**DIRECTIONS:**
The answer must be the full listing, repeated exactly.

**RECORDS FOR PROCESSING:**
---+---
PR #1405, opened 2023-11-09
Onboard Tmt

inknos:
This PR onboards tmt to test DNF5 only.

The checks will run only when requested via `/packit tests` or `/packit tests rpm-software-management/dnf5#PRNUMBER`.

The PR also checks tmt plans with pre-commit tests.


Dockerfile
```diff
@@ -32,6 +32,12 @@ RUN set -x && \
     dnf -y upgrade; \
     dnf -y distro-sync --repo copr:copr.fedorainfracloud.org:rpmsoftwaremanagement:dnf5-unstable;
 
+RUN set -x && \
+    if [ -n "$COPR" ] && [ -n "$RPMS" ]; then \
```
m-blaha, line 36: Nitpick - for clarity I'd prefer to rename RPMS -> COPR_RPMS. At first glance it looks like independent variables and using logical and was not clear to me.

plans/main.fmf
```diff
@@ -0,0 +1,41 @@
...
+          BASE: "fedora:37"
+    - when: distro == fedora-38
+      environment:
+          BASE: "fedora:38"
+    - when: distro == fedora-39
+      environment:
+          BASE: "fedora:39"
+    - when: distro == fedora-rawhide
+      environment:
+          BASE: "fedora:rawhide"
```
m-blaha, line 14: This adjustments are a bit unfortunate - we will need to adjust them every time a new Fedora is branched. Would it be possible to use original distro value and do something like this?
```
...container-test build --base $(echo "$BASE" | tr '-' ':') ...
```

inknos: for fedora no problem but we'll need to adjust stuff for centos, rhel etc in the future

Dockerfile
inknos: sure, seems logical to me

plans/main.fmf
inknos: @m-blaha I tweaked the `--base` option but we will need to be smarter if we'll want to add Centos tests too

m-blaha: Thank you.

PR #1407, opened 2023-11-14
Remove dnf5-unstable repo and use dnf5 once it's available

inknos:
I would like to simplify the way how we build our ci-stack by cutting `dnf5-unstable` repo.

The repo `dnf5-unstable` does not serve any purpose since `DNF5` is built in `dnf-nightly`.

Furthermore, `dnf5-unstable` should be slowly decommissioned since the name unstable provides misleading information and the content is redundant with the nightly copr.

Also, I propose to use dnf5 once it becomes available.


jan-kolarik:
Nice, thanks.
---+---
**SOLUTION:**
PR #1405, opened 2023-11-09
Onboard Tmt

inknos:
This PR onboards tmt to test DNF5 only.

The checks will run only when requested via `/packit tests` or `/packit tests rpm-software-management/dnf5#PRNUMBER`.

The PR also checks tmt plans with pre-commit tests.


Dockerfile
```diff
@@ -32,6 +32,12 @@ RUN set -x && \
     dnf -y upgrade; \
     dnf -y distro-sync --repo copr:copr.fedorainfracloud.org:rpmsoftwaremanagement:dnf5-unstable;
 
+RUN set -x && \
+    if [ -n "$COPR" ] && [ -n "$RPMS" ]; then \
```
m-blaha, line 36: Nitpick - for clarity I'd prefer to rename RPMS -> COPR_RPMS. At first glance it looks like independent variables and using logical and was not clear to me.

plans/main.fmf
```diff
@@ -0,0 +1,41 @@
...
+          BASE: "fedora:37"
+    - when: distro == fedora-38
+      environment:
+          BASE: "fedora:38"
+    - when: distro == fedora-39
+      environment:
+          BASE: "fedora:39"
+    - when: distro == fedora-rawhide
+      environment:
+          BASE: "fedora:rawhide"
```
m-blaha, line 14: This adjustments are a bit unfortunate - we will need to adjust them every time a new Fedora is branched. Would it be possible to use original distro value and do something like this?
```
...container-test build --base $(echo "$BASE" | tr '-' ':') ...
```

inknos: for fedora no problem but we'll need to adjust stuff for centos, rhel etc in the future

Dockerfile
inknos: sure, seems logical to me

plans/main.fmf
inknos: @m-blaha I tweaked the `--base` option but we will need to be smarter if we'll want to add Centos tests too

m-blaha: Thank you.

PR #1407, opened 2023-11-14
Remove dnf5-unstable repo and use dnf5 once it's available

inknos:
I would like to simplify the way how we build our ci-stack by cutting `dnf5-unstable` repo.

The repo `dnf5-unstable` does not serve any purpose since `DNF5` is built in `dnf-nightly`.

Furthermore, `dnf5-unstable` should be slowly decommissioned since the name unstable provides misleading information and the content is redundant with the nightly copr.

Also, I propose to use dnf5 once it becomes available.


jan-kolarik:
Nice, thanks.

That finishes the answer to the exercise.